== Try it ==
The required output is the full listing below, reproduced word for word.

== Given information ==

PR #1601, opened 2022-08-02
Add extra validation for resource type

futa-ikeda:
-   Ticket: []
-   Feature flag: n/a

## Purpose
- Prevent users from adding a resource of type 'undefined'

## Summary of Changes
- Explicitly check if resource type is 'undefined'

## Screenshot(s)
image

### DIFF
--- a/lib/osf-components/addon/components/resources-list/edit-resource/component.ts
+++ b/lib/osf-components/addon/components/resources-list/edit-resource/component.ts
@@ -3,7 +3,7 @@ import { inject as service } from '@ember/service';
 import { waitFor } from '@ember/test-waiters';
 import Component from '@glimmer/component';
 import { ValidationObject } from 'ember-changeset-validations';
-import { validatePresence } from 'ember-changeset-validations/validators';
+import { validateExclusion, validatePresence } from 'ember-changeset-validations/validators';
 import { task } from 'ember-concurrency';
 import DS from 'ember-data';
 import IntlService from 'ember-intl/services/intl';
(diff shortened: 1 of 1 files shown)


lib/osf-components/addon/components/resources-list/edit-resource/component.ts
```diff
@@ -38,11 +38,19 @@ export default class EditResourceModal extends Component<Args> {
...
-            translationArgs: { description: this.intl.t('osf-components.resources-list.edit_resource.output_type') },
-        })],
+        resourceType: [
+            validatePresence({
+                type: 'blank',
+                presence: true,
+                translationArgs: {
+                    description: this.intl.t('osf-components.resources-list.edit_resource.output_type'),
+                },
+            }),
```
brianjgeiger, line 48: I wonder if we need the Presence validation here. With how things are being sent from the API, we should always have a value for this field.

brianjgeiger (changes requested):
One potential change.

lib/osf-components/addon/components/resources-list/edit-resource/component.ts
```diff
@@ -38,11 +38,19 @@ export default class EditResourceModal extends Component<Args> {
...
+            validateExclusion({
+                list: ['undefined'],
+                type: 'mustSelect',
+            }),
```
brianjgeiger, line 52: Also, where is the error message coming from? Is it directly from the addon, or are we providing a translation string for it somewhere down the line?

adlius: https://github.com/CenterForOpenScience/ember-osf-web/blob/develop/translations/en-us.yml#L478

adlius:
Closing this. Changes will be merged to #1594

== Completed exercise ==
PR #1601, opened 2022-08-02
Add extra validation for resource type

futa-ikeda:
-   Ticket: []
-   Feature flag: n/a

## Purpose
- Prevent users from adding a resource of type 'undefined'

## Summary of Changes
- Explicitly check if resource type is 'undefined'

## Screenshot(s)
image

### DIFF
--- a/lib/osf-components/addon/components/resources-list/edit-resource/component.ts
+++ b/lib/osf-components/addon/components/resources-list/edit-resource/component.ts
@@ -3,7 +3,7 @@ import { inject as service } from '@ember/service';
 import { waitFor } from '@ember/test-waiters';
 import Component from '@glimmer/component';
 import { ValidationObject } from 'ember-changeset-validations';
-import { validatePresence } from 'ember-changeset-validations/validators';
+import { validateExclusion, validatePresence } from 'ember-changeset-validations/validators';
 import { task } from 'ember-concurrency';
 import DS from 'ember-data';
 import IntlService from 'ember-intl/services/intl';
(diff shortened: 1 of 1 files shown)


lib/osf-components/addon/components/resources-list/edit-resource/component.ts
```diff
@@ -38,11 +38,19 @@ export default class EditResourceModal extends Component<Args> {
...
-            translationArgs: { description: this.intl.t('osf-components.resources-list.edit_resource.output_type') },
-        })],
+        resourceType: [
+            validatePresence({
+                type: 'blank',
+                presence: true,
+                translationArgs: {
+                    description: this.intl.t('osf-components.resources-list.edit_resource.output_type'),
+                },
+            }),
```
brianjgeiger, line 48: I wonder if we need the Presence validation here. With how things are being sent from the API, we should always have a value for this field.

brianjgeiger (changes requested):
One potential change.

lib/osf-components/addon/components/resources-list/edit-resource/component.ts
```diff
@@ -38,11 +38,19 @@ export default class EditResourceModal extends Component<Args> {
...
+            validateExclusion({
+                list: ['undefined'],
+                type: 'mustSelect',
+            }),
```
brianjgeiger, line 52: Also, where is the error message coming from? Is it directly from the addon, or are we providing a translation string for it somewhere down the line?

adlius: https://github.com/CenterForOpenScience/ember-osf-web/blob/develop/translations/en-us.yml#L478

adlius:
Closing this. Changes will be merged to #1594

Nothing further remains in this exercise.